Wearable fans in clothes? Pet animals in Japan get a breather from the scorching heat

New DelhiEdited By: Abhinav SinghUpdated: Aug 01, 2022, 03:16 PM IST
main img

Story highlights

The company making the device clothing has already received more than 100 orders. The rising mercury in Japan has forced pet owners to look for alternatives to protect their pets from the searing heat

The searing heat across the planet has not only affected humans but animals as well. Now, a Tokyo-based clothing maker named Sweet Mommy has come up with a novel clothing solution that may help pet animals brave the scorching heat. 

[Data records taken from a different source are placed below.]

PR #631, opened 2022-05-13
Implement alternate input for scene detection

BlueSwordM:
This patch came from this av1an branch made by @redzic 
https://github.com/master-of-zen/Av1an/tree/input-sc

I just refactored to make it work on master, but that's about it.

I've been using it for months(always on the same input source), and it's been working well to prevent my Vapoursynth filters from wrecking the scene detection speed, and I haven't had any problems.

We can expand this to make it work for other kind of inputs(ffmpeg) and make it work in target-quality, but otherwise, that's fine :)

### DIFF
--- a/av1an-cli/src/lib.rs
+++ b/av1an-cli/src/lib.rs
@@ -116,6 +116,10 @@ pub struct CliOpts {
   #[clap(short, parse(from_os_str), required = true)]
   pub input: Vec<PathBuf>,
 
+  /// Alternate input for scene detection (must have the same frame count)
+  #[clap(short = 'I', parse(from_os_str))]
+  pub input_sc: Option<PathBuf>,
+
   /// Video output file
   #[clap(short, parse(from_os_str))]
   pub output_file: Option<PathBuf>,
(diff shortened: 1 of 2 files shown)


shssoichiro (dismissed):
I don't see why not

redzic:
There are 2 slight issues with this at the moment.

1. If there is a different frame count, we get a panic message (something like `thread 'main' panicked at 'scenecut reported at index 22320, but there are only 144 frames', av1an-core/src/split.rs:58:5`). Ideally this error message could be improved on.
2. Since we now support multiple inputs, maybe make it work for multiple inputs somehow or maybe explicitly only allow this option to be used when a single input is being used.

BlueSwordM:
Personally, even if the tests passed, I'd wait until redzic can come in and see what he can make better :)

redzic:
So @BlueSwordM since you opened this PR, would you like to try to address the issues or do you want me to reopen it and try to work on it?

BlueSwordM:
Yeah, you can do it if you want.

I'm currently working in other stuff not related to AV1 and video stuff at all, so it would be appreciated @redzic

redzic:
Sounds good, I just wanted to ask so that the PR doesn't just sit for a long time with nothing happening. I'll try to work on this whenever I am able to make time for it.

BlueSwordM:
I see this needs to be refactored since I'm seriously restarting my encodes.

PR #632, opened 2022-05-16
Improve selection of HDR content

shssoichiro:
Currently this only applies to grain synth generation,
but the prior implementation of HDR detection only looked at the props
on the input video. Those may not necessarily be set correctly even if
the user is encoding to HDR, so we want to prioritize looking at the
encoder params, then fallback to checking the input if the user has not
set a transfer characteristic on the encoder.

### DIFF
--- a/av1an-core/src/lib.rs
+++ b/av1an-core/src/lib.rs
@@ -158,7 +158,7 @@ impl Input {
     })
   }
 
-  pub fn transfer_function(&self) -> anyhow::Result<TransferFunction> {
+  fn transfer_function(&self) -> anyhow::Result<TransferFunction> {
     const FAIL_MSG: &str = "Failed to get transfer characteristics for input video";
     Ok(match self {
       Input::VapourSynth(video) => {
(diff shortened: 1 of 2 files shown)


av1an-core/src/lib.rs
```diff
@@ -180,6 +180,31 @@ impl Input {
...
+    enc_params: &[String],
+  ) -> anyhow::Result<TransferFunction> {
+    if enc_params.iter().any(|p| {
+      let p = p.to_lowercase();
+      p == "pq" || p.ends_with("=pq") || p.ends_with("smpte2084")
+    }) {
+      return Ok(TransferFunction::SMPTE2084);
+    }
+    if enc_params.iter().any(|p| {
+      let p = p.to_lowercase();
```
redzic, line 194: My only (extremely minor) nitpick is that these 2 `to_lowercase` function calls could instead be `to_ascii_lowercase`, which are theoretically a lot faster because they don't have to load values from a huge utf8 lookup table.

shssoichiro: Technically true. It won't affect overall performance as this function is called at most twice per encode, but since it's still in PR might as well make it the better version.

redzic (approved):

PR #633, opened 2022-05-21
Use std::available_parallelism instead of num_cpus

shssoichiro:
The [available_parallelism](https://doc.rust-lang.org/std/thread/fn.available_parallelism.html) function was made stable in Rust 1.59. This changeset makes use of it instead of the `num_cpus` crate. We still have transitive dependencies that use `num_cpus`, but we should still prefer to use stdlib code when possible.

This changeset also explicitly sets the minimum Rust version to 1.59. This was already the case, as it was required by Edition 2021, but now Cargo will show a helpful error message to users on an old-ish version.

### DIFF
--- a/Cargo.lock
+++ b/Cargo.lock
@@ -196,7 +196,6 @@ dependencies = [
  "log",
  "memchr",
  "nom",
- "num_cpus",
  "once_cell",
  "parking_lot",
  "paste",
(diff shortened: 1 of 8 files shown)


redzic (approved):
Hopefully we can eventually switch all the dependencies away from num_cpus as well too.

Working with a group of veterinarians, the clothing company has added wearable fans to the clothes of pets. Attached to a mesh outfit is a wearable fan that weighs 80 grammes and is operated by a battery.

Reportedly, the device blows air, all around the animal's body and comes in five different sizes. The reception has been fairly decent as well. Since its debut in July, the company has already received more than 100 orders. A single piece costs as much as $74. 


Speaking about the motivation behind the ingenious design, Rei Uzawa, the president of the company said, "There was almost no rainy season this year, so the hot days came early, and in that sense, I think we developed a product that is right for the market,"

Pet owners in Japan have been using dry-ice packs to keep their pets cool. However, with pets roaming around frequently, it becomes harder to keep it strapped on. The ergonomic design of the device by Rei Uzawa and her company is expected to bring relief to both the pets and their owners. 

Why has the need for such clothes arisen in Japan?

It is pertinent to note that Japan has already witnessed its hottest day ever in the month of June when the temperature crossed the 35ºC barrier. It was the highest temperature ever recorded since record-keeping began in 1875. 

The rise in mercury was unusual for the month of June as it is considered a rainy season. However, after the hot weather persisted, the Japan Meteorological Agency (JMA) was forced to declare an end to the rainy season in the capital city of Tokyo and surrounding areas.